[DATA RECORDS Boundary: Start]
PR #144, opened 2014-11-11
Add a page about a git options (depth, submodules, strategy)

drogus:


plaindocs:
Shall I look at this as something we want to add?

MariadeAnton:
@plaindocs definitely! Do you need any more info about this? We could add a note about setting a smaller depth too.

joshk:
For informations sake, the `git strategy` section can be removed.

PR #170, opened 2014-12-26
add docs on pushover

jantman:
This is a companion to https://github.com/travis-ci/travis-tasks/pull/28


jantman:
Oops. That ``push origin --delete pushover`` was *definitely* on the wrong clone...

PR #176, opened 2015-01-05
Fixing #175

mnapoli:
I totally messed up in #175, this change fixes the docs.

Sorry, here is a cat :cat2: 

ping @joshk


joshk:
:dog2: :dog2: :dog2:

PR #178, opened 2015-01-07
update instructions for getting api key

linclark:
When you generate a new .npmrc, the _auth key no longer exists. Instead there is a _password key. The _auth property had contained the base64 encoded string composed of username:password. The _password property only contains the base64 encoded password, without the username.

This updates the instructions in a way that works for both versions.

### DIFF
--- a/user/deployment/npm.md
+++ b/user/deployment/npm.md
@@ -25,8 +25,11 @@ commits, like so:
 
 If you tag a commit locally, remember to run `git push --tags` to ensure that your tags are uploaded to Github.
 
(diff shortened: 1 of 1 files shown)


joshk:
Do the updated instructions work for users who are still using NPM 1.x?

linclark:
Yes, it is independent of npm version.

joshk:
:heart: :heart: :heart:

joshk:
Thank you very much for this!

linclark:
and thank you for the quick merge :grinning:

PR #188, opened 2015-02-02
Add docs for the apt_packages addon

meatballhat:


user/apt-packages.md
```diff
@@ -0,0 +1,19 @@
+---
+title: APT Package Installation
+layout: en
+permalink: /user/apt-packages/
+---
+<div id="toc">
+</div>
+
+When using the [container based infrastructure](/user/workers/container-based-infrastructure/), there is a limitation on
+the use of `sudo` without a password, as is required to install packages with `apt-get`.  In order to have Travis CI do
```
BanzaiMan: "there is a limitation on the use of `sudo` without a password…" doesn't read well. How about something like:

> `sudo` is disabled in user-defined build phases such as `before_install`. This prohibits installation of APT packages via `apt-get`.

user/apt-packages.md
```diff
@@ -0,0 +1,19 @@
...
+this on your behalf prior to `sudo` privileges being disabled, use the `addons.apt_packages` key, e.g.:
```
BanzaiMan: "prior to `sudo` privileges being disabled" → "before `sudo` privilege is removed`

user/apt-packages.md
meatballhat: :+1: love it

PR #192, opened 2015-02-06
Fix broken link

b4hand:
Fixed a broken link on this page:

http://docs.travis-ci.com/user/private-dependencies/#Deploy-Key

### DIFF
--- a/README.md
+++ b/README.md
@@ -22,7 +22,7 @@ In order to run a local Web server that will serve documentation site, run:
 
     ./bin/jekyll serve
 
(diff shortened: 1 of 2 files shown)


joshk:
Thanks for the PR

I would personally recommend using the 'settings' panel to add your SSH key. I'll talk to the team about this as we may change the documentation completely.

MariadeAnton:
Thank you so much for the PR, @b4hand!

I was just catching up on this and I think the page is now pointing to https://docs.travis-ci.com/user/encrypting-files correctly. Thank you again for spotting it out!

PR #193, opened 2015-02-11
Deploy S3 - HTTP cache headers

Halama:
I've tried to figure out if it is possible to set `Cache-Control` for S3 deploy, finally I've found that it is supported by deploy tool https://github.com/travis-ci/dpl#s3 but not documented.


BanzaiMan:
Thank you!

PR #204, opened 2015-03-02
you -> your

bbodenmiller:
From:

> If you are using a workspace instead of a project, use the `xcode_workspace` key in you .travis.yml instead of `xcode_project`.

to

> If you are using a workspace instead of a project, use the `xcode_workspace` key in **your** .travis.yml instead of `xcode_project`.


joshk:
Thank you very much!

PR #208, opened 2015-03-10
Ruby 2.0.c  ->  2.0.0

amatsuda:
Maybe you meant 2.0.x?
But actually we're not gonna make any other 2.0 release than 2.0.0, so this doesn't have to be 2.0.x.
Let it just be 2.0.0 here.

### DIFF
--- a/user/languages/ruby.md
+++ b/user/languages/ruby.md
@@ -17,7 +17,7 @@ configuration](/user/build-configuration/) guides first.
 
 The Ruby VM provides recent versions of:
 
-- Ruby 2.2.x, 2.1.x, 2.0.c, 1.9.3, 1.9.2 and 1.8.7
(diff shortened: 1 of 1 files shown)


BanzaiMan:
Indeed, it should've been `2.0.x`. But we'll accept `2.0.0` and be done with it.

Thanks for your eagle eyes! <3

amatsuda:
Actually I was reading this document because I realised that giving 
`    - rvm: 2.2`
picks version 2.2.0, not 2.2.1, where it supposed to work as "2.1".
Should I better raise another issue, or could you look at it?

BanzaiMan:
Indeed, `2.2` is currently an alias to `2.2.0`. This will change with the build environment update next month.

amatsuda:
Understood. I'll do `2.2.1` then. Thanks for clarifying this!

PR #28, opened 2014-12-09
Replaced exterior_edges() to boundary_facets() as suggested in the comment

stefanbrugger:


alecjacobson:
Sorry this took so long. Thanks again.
[DATA RECORDS Boundary: End]
* [REQUIREMENT]:
Which lines in the material above include the string "strategy"? Pull them out.

* [PROBLEM SOLUTION]:
Add a page about a git options (depth, submodules, strategy)
For informations sake, the `git strategy` section can be removed.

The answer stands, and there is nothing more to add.